I've left the *one* post here that follows the rules.

Feel free to name viv manufacturers - do *not* feel free to leave vendor feedback for them.

If you feel the need to leave feedback - you can say that people can contact you directly for any comments you have on a particular viv manufacturer.

Thank you.

s


----------



## nurse3766 (Apr 8, 2010)

protean google it


----------



## Brotherly Monkey (Jul 20, 2010)

nurse3766 said:


> protean google it


I would research tropicalecos, protean, jmk, or any other supplier, extensively, before I decided to buy anything from them


----------



## Vermfly (Jun 6, 2010)

Tropical Ecos makes tanks. Vivariums & Terrariums - Tropical Ecos

I've seen these in person at the Sacramento Reptile Show. If you want my thoughts just PM me.


----------



## konton (Nov 17, 2010)

I posted this somewhere else, but it's my TropicalEcos vivarium designed inside and out by Todd, and my own tanks based on some of their principles.






My new tanks I'm building use acrylic fronts and have hinges.


----------



## JasonPannell (Mar 16, 2008)

thank you guys. how do you feel about the zoomed and exo terra? i dont get the idea of purchasing a tank to modify it. and it seems like the screen would rust.


----------



## kyle1745 (Feb 15, 2004)

Glasscages.com - Home

Feel free to check out our links, we can easily add more categories. 
vBadvanced Links Directory


----------



## konton (Nov 17, 2010)

I have some zoo meds and exo terras, but I wasn't happy with either. They are not fly proof enough for me.


----------



## D3monic (Feb 8, 2010)

I REALLY like the look of the tropicaleco tanks, unfortunatly I have toddlers in the house and somehow a magnetic door just doesnt seem very safe. If there was a way to lock those they would definatly be on my want list. 

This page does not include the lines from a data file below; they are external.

PR #5661, opened 2025-02-21
feat: refund fee

j4m1ef0rd:
# Pull Request

Closes: PRO-2000

## Checklist

## Summary

- Reusing the minimum network fee as a refund fee.
- Made the gas fee calculation more general so I could reuse the code for the refund fee.
	- Add fee estimation basis for the rest of the assets, not just gas ones anymore.
- Updated an existing refund test to take the refund fee into account and check that it operates correctly.
- Added some more init swap request functions for the different types.
- Removed a few duplicate swapping unit tests.

## Summary by CodeRabbit

- **New Features**
	- Introduced enhanced swap functionality with dedicated fee management options, allowing for network, ingress/egress, and internal fee processing.
	- Added improved asset estimation for determining the necessary input to achieve a desired output, including clearer refund fee calculations.

- **Refactor**
	- Streamlined swap request processing by reducing complexity in request parameters.
	- Improved error reporting during conversions, leading to more precise handling of fee-related operations.

### DIFF
--- a/state-chain/pallets/cf-swapping/src/lib.rs
+++ b/state-chain/pallets/cf-swapping/src/lib.rs
@@ -1994,19 +1994,20 @@ pub mod pallet {
 			from: Asset,
 			to: Asset,
 			input_amount: AssetAmount,
+			min_fee_enforced: bool,
 		) -> Result<SwapOutput, DispatchError> {
 			Ok(match (from, to) {
 				(_, STABLE_ASSET) => {
 					let FeeTaken { remaining_amount: output, fee } = Self::take_network_fee(
 						T::SwappingApi::swap_single_leg(from, to, input_amount)?,
-						false,
+						min_fee_enforced,
 					);
 
 					SwapOutput { intermediary: None, output, network_fee: fee }
 				},
 				(STABLE_ASSET, _) => {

When you could easily have $1k worth of frogs in a single tank it seems pretty risky to me. 

Same with the Euro style tanks with the sliding doors altho it would probably be easy to rig those so they can't slide.


----------



## konton (Nov 17, 2010)

So your fear is someone will open the tank? Or is it something else? Because the magnetic doors are pretty safe. They don't just de-magnetize while you're not looking. And those magnets are really strong, depending on which ones you use. I feel much safer with magnets.


----------



## pl259 (Feb 27, 2006)

konton said:


> I have some zoo meds and exo terras, but I wasn't happy with either. They are not fly proof enough for me.


I have a couple exos and you can make them more FF escape proof. I add a fine mesh screen to the vent, a form in place silicone gasket on each door edge, and a pond in front.


----------



## Brotherly Monkey (Jul 20, 2010)

I am unsure why anyone felt the need to complain about, or edit, my post.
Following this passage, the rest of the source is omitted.